Jamie Escalante may be the most famous high school teacher in America. In the 1970s and 80s, Escalante developed a calculus program at Garfield High School in Los Angeles. The program was dramatized in a 1983 movie, Stand and Deliver .

Reason magazine reports that in 1979, Escalante taught just five students in his new calculus class even though such a small class was against the rules. Only two passed the Advanced Placement exam. By 1982, 18 students passed.

The Educational Testing Service thought that was so much success that it was suspicious, so they had the students take the test again. All those who did, passed. But such success was no guarantee that Escalante would enjoy a free hand in training other math students.

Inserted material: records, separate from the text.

PR #918, opened 2023-03-29
MEV support 

nkryuchkov:
Supersedes https://github.com/bloxapp/ssv/pull/870 and https://github.com/bloxapp/ssv/pull/856
Depends on https://github.com/bloxapp/ssv-spec/pull/226


beacon/goclient/proposer.go
```diff
@@ -34,20 +34,71 @@ func (gc *goClient) GetBeaconBlock(slot phase0.Slot, committeeIndex phase0.Commi
 
 	switch beaconBlock.Version {
 	case spec.DataVersionPhase0:
+		if b := beaconBlock.Bellatrix.Body; b != nil && b.ExecutionPayload != nil {
+			gc.log.Info("got beacon block",
```
y0sher, line 38: is there a case where the body or payload are empty? shouldn't we log or do something in this case?

beacon/goclient/proposer.go
```diff
@@ -123,6 +174,116 @@ func (gc *goClient) SubmitBeaconBlock(block *spec.VersionedBeaconBlock, sig phas
...
+			Signature: sig,
+		},
+	}
+
+	gc.postponedRegistrations = append(gc.postponedRegistrations, signedReg)
+
+	return nil
+}
+
+type ValidatorRegistration struct {
```
y0sher, line 254: seems to be unused.

nkryuchkov: @y0sher Yes. This PR and the spec PR need a minor cleanup in the validator registration submission before being merged. `SubmitValidatorRegistrationBatched` is also to be removed.

beacon/goclient/proposer.go
nkryuchkov: I need to check this and I'm not sure if this log will remain

beacon/goclient/goclient.go
```diff
@@ -132,11 +142,13 @@ func New(logger *zap.Logger, opt beaconprotocol.Options) (beaconprotocol.Beacon,
...
-		client:         httpClient.(*http.Service),
-		indicesMapLock: sync.Mutex{},
-		graffiti:       opt.Graffiti,
+		log:               logger,
+		ctx:               opt.Context,
+		network:           network,
+		client:            httpClient.(*http.Service),
+		graffiti:          opt.Graffiti,
+		operatorID:        operatorID,
+		batchRegistration: true,
```
y0sher, line 151: it there a reason to not do batch registration? if so we should probably create a ticket/comment about adding configuration for this. otherwise let's remove this.

beacon/goclient/proposer.go
```diff
@@ -16,12 +16,19 @@ import (
 
 	apiv1bellatrix "github.com/attestantio/go-eth2-client/api/v1/bellatrix"
 	apiv1capella "github.com/attestantio/go-eth2-client/api/v1/capella"
+
+	"github.com/bloxapp/ssv/logging/fields"
+)
+
+const (
+	batchSize = 500
+	// TODO: This is a reasonable default, but we should probably make this configurable.
```
y0sher, line 25: ask @Tomblox1 to make tickets for this

beacon/goclient/proposer.go
```diff
@@ -38,16 +45,49 @@ func (gc *goClient) GetBeaconBlock(slot phase0.Slot, committeeIndex phase0.Commi
...
+func (gc *goClient) GetBlindedBeaconBlock(slot phase0.Slot, graffiti, randao []byte) (ssz.Marshaler, spec.DataVersion, error) {
+	sig := phase0.BLSSignature{}
+	copy(sig[:], randao[:])
+
+	reqStart := time.Now()
+	beaconBlock, err := gc.client.BlindedBeaconBlockProposal(gc.ctx, slot, sig, graffiti)
+	if err != nil {
+		return nil, 0, err
+	}
+	metricsProposerDataRequest.Observe(time.Since(reqStart).Seconds())
```
y0sher, line 71: maybe add a label to this metric about this request being for blinded block

beacon/goclient/proposer.go
```diff
@@ -38,16 +45,49 @@ func (gc *goClient) GetBeaconBlock(slot phase0.Slot, committeeIndex phase0.Commi
...
+
+	if beaconBlock == nil {
```
y0sher, line 73: I would add this to `GetBeaconBlock` as well.

beacon/goclient/proposer.go
```diff
@@ -38,16 +45,49 @@ func (gc *goClient) GetBeaconBlock(slot phase0.Slot, committeeIndex phase0.Commi
...
+		return nil, 0, fmt.Errorf("block is nil")
+	}
+
+	switch beaconBlock.Version {
+	case spec.DataVersionBellatrix:
+		if b := beaconBlock.Bellatrix.Body; b != nil && b.ExecutionPayloadHeader != nil {
```
y0sher, line 79: if `Body` is `nil` shouldn't we return an error?

beacon/goclient/proposer.go
```diff
@@ -123,6 +163,86 @@ func (gc *goClient) SubmitBeaconBlock(block *spec.VersionedBeaconBlock, sig phas
...
+		return gc.handleBatchValidatorRegistration(pubkey, feeRecipient, sig)
+	}
+
+	return gc.client.SubmitValidatorRegistrations(gc.ctx, []*api.VersionedSignedValidatorRegistration{
+		gc.createValidatorRegistration(pubkey, feeRecipient, sig),
+	})
+}
+
+func (gc *goClient) handleBatchValidatorRegistration(pubkey []byte, feeRecipient bellatrix.ExecutionAddress, sig phase0.BLSSignature) error {
+	gc.batchMu.Lock()
```
y0sher, line 177: should we lock all this function for sure? think if locking only when accessing a state that should be protected is possible.

beacon/goclient/signing.go
```diff
@@ -11,6 +12,21 @@ import (
 )
 
 func (gc *goClient) DomainData(epoch phase0.Epoch, domain phase0.DomainType) (phase0.Domain, error) {
+	if domain == types.DomainApplicationBuilder { // no domain for DomainApplicationBuilder. need to create.  https://github.com/bloxapp/ethereum2-validator/blob/v2-main/signing/keyvault/signer.go#L62
```
y0sher, line 15: is `DomainApplicationBuilder` created? if no is this code used?

docs/MEV_EDGE_CASES.md
```diff
@@ -0,0 +1,48 @@
+# MEV edge cases
```
y0sher, line 1: add a general paragraph about our MEV support, the CLI flag we need to set, a short explanation about how to set the beacon node to use MEV. do we support MEV-boost? do we NOT support certain MEV relays or all are supported? if there are any other known issues I would add them here.

ekm/signer_key_manager_test.go
```diff
@@ -35,7 +34,7 @@ func testKeyManager(t *testing.T) spectypes.KeyManager {
 	db, err := getBaseStorage(logger)
 	require.NoError(t, err)
 
-	km, err := NewETHKeyManagerSigner(db, beacon2.NewNetwork(core.PraterNetwork, 0), types.GetDefaultDomain(), logger)
```
y0sher, line 38: add tests with blinded on?

operator/duties/controller.go
```diff
@@ -241,6 +244,55 @@ func (dc *dutyController) handleSlot(logger *zap.Logger, slot phase0.Slot) {
 		go dc.onDuty(logger, &duties[i])
 	}
 
+	dc.handleSyncCommittee(logger, slot, syncPeriod)
```
y0sher, line 247: this isn't related to MEV, you just took out the sync committee code to a different func right?

operator/duties/controller.go
```diff
@@ -241,6 +244,55 @@ func (dc *dutyController) handleSlot(logger *zap.Logger, slot phase0.Slot) {
...
+	dc.handleValidatorRegistration(logger, slot)
+}
+
+func (dc *dutyController) handleValidatorRegistration(logger *zap.Logger, slot phase0.Slot) {
```
y0sher, line 251: does validatorRegistration count as a duty in eth? otherwise why is this code here?

y0sher: also this is added as part of MEV, should we do validatorregistration only when MEV is enabled?

operator/fee_recipient/controller.go
```diff
@@ -74,44 +71,61 @@ func (rc *recipientController) listenToTicker(logger *zap.Logger, slots chan pha
...
+		if end > len(shares) {
+			end = len(shares)
 		}
-		if err := g.Wait().ErrorOrNil(); err != nil {
-			logger.Warn("failed to submit proposal preparation", zap.Error(err))
-		} else {
-			logger.Debug("proposal preparation submitted", zap.Int32("count", atomic.LoadInt32(&counter)))
+		batch := shares[start:end]
+
+		count, err := rc.submit(logger, batch)
```
y0sher, line 101: is it possible that some were sent successfully and we still get error? if so it's not counted in submitted

y0sher: ok it seems unlikely, resolving this.

beacon/goclient/goclient.go
nkryuchkov: The submission process is much simpler if not batched, so it might be useful for debugging if the registration-related code is suspected in having bugs. However, straightforward submission is quick to implement, so I agree and will get rid of this

beacon/goclient/proposer.go
nkryuchkov: Done, I'll resolve this once @Tomblox1 confirms

beacon/goclient/proposer.go
nkryuchkov: I don't want to add another label to `ssv_beacon_data_request_duration_seconds` because it's generic for all duty types. I can create a new `role` value for blinded blocks, but that would require fixing the dashboards. Also, we might want to think what we want to show in Grafana. Therefore, I'd extract this out of scope of this PR and define first what changes in Grafana are needed. @y0sher Do you agree?

beacon/goclient/proposer.go
nkryuchkov: I didn't find any cases when it's `nil` when I did a quick look, but let's log it

protocol/v2/ssv/runner/proposer.go
```diff
@@ -237,7 +240,8 @@ func (r *ProposerRunner) ProcessPostConsensus(logger *zap.Logger, signedMsg *spe
 		logger.Info("✅ successfully submitted block proposal",
 			fields.Slot(signedMsg.Message.Slot),
 			fields.Height(r.BaseRunner.QBFTController.Height),
-			fields.Round(r.GetState().RunningInstance.State.Round))
+			fields.Round(r.GetState().RunningInstance.State.Round),
+			fields.Blinded(decidedBlindedBlock))
```
y0sher, line 244: doesn't `decidedBlindedBlock` says whether it's decided or not? `fields.Blinded` is about blinded or not.

protocol/v2/ssv/runner/validator_registration.go
```diff
@@ -9,10 +9,20 @@ import (
...
+	"github.com/bloxapp/ssv/logging/fields"
+	"github.com/bloxapp/ssv/protocol/v2/qbft/controller"
+	"github.com/bloxapp/ssv/protocol/v2/types"
+)
+
+// TODO: This is a reasonable default, but we should probably make this configurable.
+//
+//	Discussion here: https://github.com/ethereum/builder-specs/issues/17
+const (
+	gasLimit = 30_000_000
```
y0sher, line 25: this shows up in a few different places around the code, same as the batch size. even if we're not adding it as a configuration right now, I'd put the consts in one file and read it from there to prevent confusion when one is changed.

beacon/goclient/proposer.go
y0sher: Agree, @Tomblox1 , lets make sure we know we need to revisit metrics especially for distinguishing blinded blocks.

beacon/goclient/proposer.go
y0sher: if you didn't find any cases then I'm not sure why we have this check?

nkryuchkov: I'm not completely sure if it's never `nil` and if it is, this will panic. Also, it would trigger the linter (dereferencing a pointer without checking if it's `nil` is indeed bad).

But I agree we better log this, despite the code would look bulkier.

protocol/v2/ssv/runner/proposer.go
nkryuchkov: It says if the decided value has a blinded or regular block (also it should be called only after the instance has decided). The name is copied from the spec, so I don't want to change it only here

beacon/goclient/proposer.go
nkryuchkov: IO1-3274

beacon/goclient/signing.go
nkryuchkov: It's created in spec and used for signing in `ValidatorRegistrationRunner`. It's from https://github.com/bloxapp/ssv/pull/856 (this PR is based on it). It should be actually `spectypes`, not `types`

operator/duties/controller.go
nkryuchkov: > does validatorRegistration count as a duty in eth? otherwise why is this code here?
It's not a direct duty, but kind of an indirect one: Validators need to do that regularly to use MEV. Operators need to reach a consensus of partial signatures to build a full signature, so its designed like a duty and fits here well.

> also this is added as part of MEV, should we do validatorregistration only when MEV is enabled?
I think yes

ekm/signer_key_manager_test.go
nkryuchkov: The behavior would be same. But I'll better pass `true` to test that it works well in this case. The tests here make sure that signing once works and signing twice is slashable

protocol/v2/ssv/runner/proposer.go
nkryuchkov: Although I changed the variable name to be more clear

docs/MEV_EDGE_CASES.md
nkryuchkov: Please let me know if the added information is sufficient

y0sher (approved):

moshe-blox (approved):

storage/kv/badger.go
```diff
@@ -49,6 +49,8 @@ func New(logger *zap.Logger, options basedb.Options) (basedb.IDb, error) {
 	opt.Logger = newLogger(zap.NewNop())
 	if logger != nil && options.Reporting {
 		opt.Logger = newLogger(logger)
+	} else {
+		opt.Logger = newLogger(zap.NewNop()) // TODO: we should allow only errors to be logged
```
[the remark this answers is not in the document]
nkryuchkov: I'm not sure, it was done in the Niv's commits, I didn't check this specific line. Do you want to delete this?

PR #920, opened 2023-04-02
propose log

egorka-sereda:
add log when send a propose message


protocol/v2/qbft/instance/instance.go
```diff
@@ -70,6 +70,9 @@ func (i *Instance) Start(logger *zap.Logger, value []byte, height specqbft.Heigh
 				logger.Warn("❗ failed to create proposal", zap.Error(err))
 				// TODO align spec to add else to avoid broadcast errored proposal
 			} else {
+				logger.Debug("📢 broadcasting proposal message",
+					zap.Uint64("round", uint64(i.State.Round)),
+					zap.Any("proposal-signers", proposal.Signers))
```
y0sher, line 75: please change any to uint since there is only one singer at this case.

y0sher:
I think eventually we'll include this as part of a bigger PR with logs. so you can close this pr for now.

y0sher:
closing for now. 
Improving our logs is a bigger task.

PR #925, opened 2023-04-16
Message Validation on consensus messages

GalRogozinski:


GalRogozinski:
Replaced by https://github.com/bloxapp/ssv-spec/pull/188

PR #926, opened 2023-04-16
Write sturctured logs to a file

y0sher:
This PR adds functionality that lets you write structured logs ( json formatted logs `{ "L": level, "M": msg, "T": time, "field": field}`. 
This way indexing services like Elastic can easily index these lines and give us nice features in Kibana or KQL to search the logs.

## note about log file rotation
currently I added in-code log file rotation using `lumberjack` lib, the best practice is that the env will take care of it and our app won't be concerned with compressing and moving files. this is temporary so we won't explode our cloud nodes with endless logs. 

we'll need to do some research and consult @zevzek and come with a better rotation solution.

## reminder 
- [ ] - change deploy code back before merging


lior-blox:
@y0sher can you please fix lint?

y0sher:
created a better PR

PR #936, opened 2023-04-24
feat: add support for reading operator key from a file

SpontaneousOverthrow:
The main idea here is to be able to read `operatorPrivateKey` from a file, which is the standard way to access secrets in k8s.

### DIFF
--- a/cli/operator/node.go
+++ b/cli/operator/node.go
@@ -6,6 +6,7 @@ import (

A new principal came to Garfield, one who was less sympathetic to the calculus program. Some of Escalante’s colleagues were jealous of his fame. A union at the school objected to the growing size of Escalante’s popular classes. Finally, frustrated by bureaucratic hampering, Escalante left the school in 1991. Garfield’s calculus program declined.

What happened? Part of the problem is the public school system, which is more of a bureaucracy than a market. Markets reward success. Markets are ecstatic about success. Markets pay you lots of money for success. Bureaucrats, by contrast, often regard success as too much of a boat-rocker. Makes the class sizes too large. Gives you too many customers.

This is Common Sense. I’m Paul Jacob.